7.4 Observed, Expected, and Residual Values
Let’s examine Observed counts, Expected counts, and Residuals from the table.
##
## Amazon Disney+ Hulu Netflix Other
## 18–25 4 22 23 47 4
## 26–40 11 25 16 41 7
## 41+ 39 14 7 23 17
##
## Amazon Disney+ Hulu Netflix Other
## 18–25 18 20.33333 15.33333 37 9.333333
## 26–40 18 20.33333 15.33333 37 9.333333
## 41+ 18 20.33333 15.33333 37 9.333333
##
## Amazon Disney+ Hulu Netflix Other
## 18–25 -3.2998316 0.3696106 1.9578900 1.6439899 -1.7457431
## 26–40 -1.6499158 1.0349098 0.1702513 0.6575959 -0.7637626
## 41+ 4.9497475 -1.4045204 -2.1281413 -2.3015858 2.5095057
The 18-25 age group showed less than the epxected values for Amazon (Obs = 4, Exp = 18, and Res = -3.30) and just a little bit more for Disney+ (Obs = 25, Exp = 20.33, and Res = 0.37), and much more than the expected values for Hulu and Netflix [Hulu ( Obs = 23, Exp = 20, and Res = 1.96), Netflix (Obs = 47, Exp = 37, and Res = 1.64)].
The 26-40 age group showed more than the epxected values for Amazon (Obs = 11, Exp = 18, and Res = -1.65) and just a little bit more for Disney+ (Obs = 25, Exp = 20.33, and Res = 1.03) and Hulu (Obs = 15, Exp = 15.33, and Res = -2.13), and way more than the expected values for Netflix (Obs = 41, Exp = 15.33, and Res = 0.66).
The 41+ age group showed more than the epxected values for Amazon (Obs = 39, Exp = 18, and Res = 4.95) and just a little bit less for Disney+ (Obs = 14, Exp = 20.33, and Res = -1.40) and more for Hulu (Obs = 23, Exp = 15.33, and Res = -2.13), and way less for Netflix (Obs = 23, Exp = 15.33, and Res = -2.30).
7.5 Contributions to the Chi-Square Statistic
##
## Amazon Disney+ Hulu Netflix Other
## 18–25 10.88888889 0.13661202 3.83333333 2.70270270 3.04761905
## 26–40 2.72222222 1.07103825 0.02898551 0.43243243 0.58333333
## 41+ 24.50000000 1.97267760 4.52898551 5.29729730 6.29761905
##
## Amazon Disney+ Hulu Netflix Other
## 18–25 16.00277665 0.20077087 5.63363056 3.97200744 4.47891125
## 26–40 4.00069416 1.57404361 0.04259834 0.63552119 0.85729161
## 41+ 36.00624747 2.89913133 6.65599073 7.78513459 9.25525020
## Warning: package 'pheatmap' was built under R version 4.5.2
pheatmap(perc_cont,
display_numbers = TRUE,
cluster_rows = FALSE,
cluster_cols = FALSE,
main = "% Contribution to Chi-Square Statistic")
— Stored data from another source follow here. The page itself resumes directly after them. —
PR #670, opened 2022-01-28
✨  Import resource action on hooks

NickVries:
## Changes
- Added `import` as possible `resource_action` on hooks.
- Removed `delete` as possible `resource_action` on hooks since it's not used and our docs also doesn't mention it.
- Added filter[trigger][resource_action] filter to the hooks endpoint. We already have filter[action_type]. Should we rename that to filter[action][action_type] :question: 

## Related Issues
- https://myparcelcombv.atlassian.net/browse/MP-4812 - Subtask
- https://myparcelcombv.atlassian.net/browse/MP-4575 - Story

### DIFF
--- a/specification/paths/Hooks.json
+++ b/specification/paths/Hooks.json
@@ -30,6 +30,19 @@
         "schema": {
           "type": "string"
         }
+      },
+      {
+        "name": "filter[trigger][resource_action]",
+        "in": "query",
+        "description": "[Resource action](https://docs.myparcel.com/api/resources/hooks/trigger/) to filter the hooks by.",
+        "schema": {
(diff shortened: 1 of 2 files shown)


zwaans (commented):
Good point regarding the naming! I like this consistency. If we rename filter[action_type] to filter[action][action_type] in order to match with the new filter[trigger][resource_action] shouldn't the new trigger be called `filter[trigger][trigger_type]`?

NickVries:
As discussed during the standup, I will deprecate/remove the `filter[action_type]` filter and add `filter[action][action_type]`. We should still support the old filter in the backend to avoid breaking changes.

PR #679, opened 2022-03-10
⚡MP-4895 Added collection meta object

zwaans:
# Changes
- Expanded the registered shipments object with a collection object in the meta attribute.

## Related issue
- https://myparcelcombv.atlassian.net/browse/MP-4895

### DIFF
--- a/specification/paths/RegisteredShipments.json
+++ b/specification/paths/RegisteredShipments.json
@@ -38,18 +38,18 @@
                       },
                       "collection_date": {
                         "type": "string",
-                        "format": "date-time"
+                        "example": "2022-04-04"
                       },
                       "collection_time": {
                         "type": "object",
                         "properties": {
                           "from": {
                             "type": "string",
-                            "format": "time"
+                            "example": "12:00"
                           },
                           "to": {
                             "type": "string",
-                            "format": "time"
+                            "format": "16:00"
                           }
                         }
                       }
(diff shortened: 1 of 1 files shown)


specification/paths/RegisteredShipments.json
```diff
@@ -30,6 +30,31 @@
...
                 "properties": {
+                  "collection": {
+                    "type": "object",
+                    "properties": {
+                      "name": {
+                        "type": "string"
+                      },
+                      "collection_date": {
+                        "type": "string",
+                        "format": "date-time"
```
M4tini, line 41: I think this should be `date` (if that format means Y-m-d) because the time is specified in `collection_time`.

M4tini (changes requested):
I assume we did not list `address` as part of the collection, because we will take the `sender_address` of the shipment. Should we list it as optional parameter or leave it for now? (we can always add it later)

zwaans:
> I assume we did not list `address` as part of the collection, because we will take the `sender_address` of the shipment. Should we list it as optional parameter or leave it for now? (we can always add it later)

Is that really a usecase that we want to support? instead of it being collected from a shop please come and pick it up at this other location? If so then it would make sense to add it. Maybe @yoan-myparcel can weigh in on this.

M4tini (approved):

PR #687, opened 2022-03-24
MP-4883 Collections endpoints

NickVries:
## Changes
- Added schemas for Collection resources.
- Added the following endpoints:
  - GET /collections
  - GET /collections/{collection_id}
  - POST /collections
  - PATCH /collections/{collection_id}
  - DELETE /collections/{collection_id}

## Related Issues
- https://myparcelcombv.atlassian.net/browse/MP-4883

## ⚠️ Note ⚠️
I think we should wait with merging this PR until the API work has been done/started. 
Otherwise we'll end up with endpoints in our specification that do not yet exist in our API.

### DIFF
--- a/specification/paths/Collections.json
+++ b/specification/paths/Collections.json
@@ -156,6 +156,12 @@
                             ]
                           }
                         }
+                      },
+                      "relationships": {
+                        "required": [
+                          "contract",
+                          "shop"
+                        ]
                       }
                     }
                   }
--- a/specification/paths/Collections.json
+++ b/specification/paths/Collections.json
@@ -1,0 +1,191 @@
+{
+  "get": {
+    "tags": [
+      "Collections"
+    ],
+    "security": [
+      {
+        "OAuth2": [
+          "shipments.manage",
+          "shipments.view"
+        ]
+      }
+    ],
+    "summary": "Get all available collections.",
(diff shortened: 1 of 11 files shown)


specification/paths/Collections.json
```diff
@@ -0,0 +1,197 @@
...
+                          "attributes": {
+                            "properties": {
+                              "tracking_code": {
+                                "type": "string",
+                                "example": "TRC123456"
+                              }
+                            }
+                          }
+                        }
+                      }
```
M4tini, line 57: I would prefer this attribute to be part of the `Collection` schema (read-only) and indicate the presence of the value in the description. Because now we have these 12 lines duplicated in 3 different places + if I would search for a complete list of Collection resource properties, I would check the collection.json schema and not expect additional properties in response paths.

I see why you want to do it this way though, but our specification is structured in another way. There are many attributes and especially relationships which are not present or even able to have a value in a POST response. They are just possible properties of the particular **resource** being created, so all endpoints simply describe that resource and the properties that definitely have a value.

Let's check with the team tomorrow. If we want to be this explicit, we should modify other schemas as well.

M4tini (changes requested):

M4tini (approved):

PR #688, opened 2022-04-11
🔍 Introduce category on Carrier status

zwaans:
# Changes
- Introduced a new enum for carrier exceptional statuses based on the list of statuses supplied in https://myparcelcombv.atlassian.net/browse/MP-4150


specification/schemas/CarrierExceptionalStatus.json
```diff
@@ -0,0 +1,24 @@
...
+    "failed-shipment-missing",
+    "failed-shipment-damaged",
+    "delay",
+    "relabelling",
+    "partial-collection",
+    "partial-delivery",
+    "change-in-flight"
+  ],
+  "example": "failed-delivery-attempt",
+  "default": "failed-delivery-attempt",
```
M4tini, line 22: This should have a different or no default value. Was it not called `default`? Should we add it to the enum?

M4tini (changes requested):

specification/schemas/CarrierExceptionalStatus.json
zwaans: @M4tini I was about to bring this up during stand up haha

The cell that contributes the most to the Chi-square statistic is the 41+ (Amazon) while it seems like groups, such as 18-25 and 26-40 do not seem to show a preference when it comes to streaming platforms.
7.6 Effect Size (Cramer’s V)
## Warning: package 'DescTools' was built under R version 4.5.2
##
## Attaching package: 'DescTools'
## The following objects are masked from 'package:Hmisc':
##
## %nin%, Label, Mean, Quantile
## The following object is masked from 'package:mosaic':
##
## MAD
## [1] 0.3367584
The effect size 0.3368, which is statistically considered to be a moderate effect between AgeCat and Platform variables.
7.7 Final Interpretation
The Chi-Square test revealed a significant relationship between age and platform preference, χ²(8, N = 300) = 68.004, p = 1.203e-11. The largest contributions came from the 41+ age group and Amazon cells. Cramer’s V = 0.37 indicates a weak-to-moderate association. This suggests that older viewers favor Amazon, while younger adults seem to show a preference for streaming platforms such as Netflix like. These insights could help streaming services tailor content and marketing strategies to specific age demographics.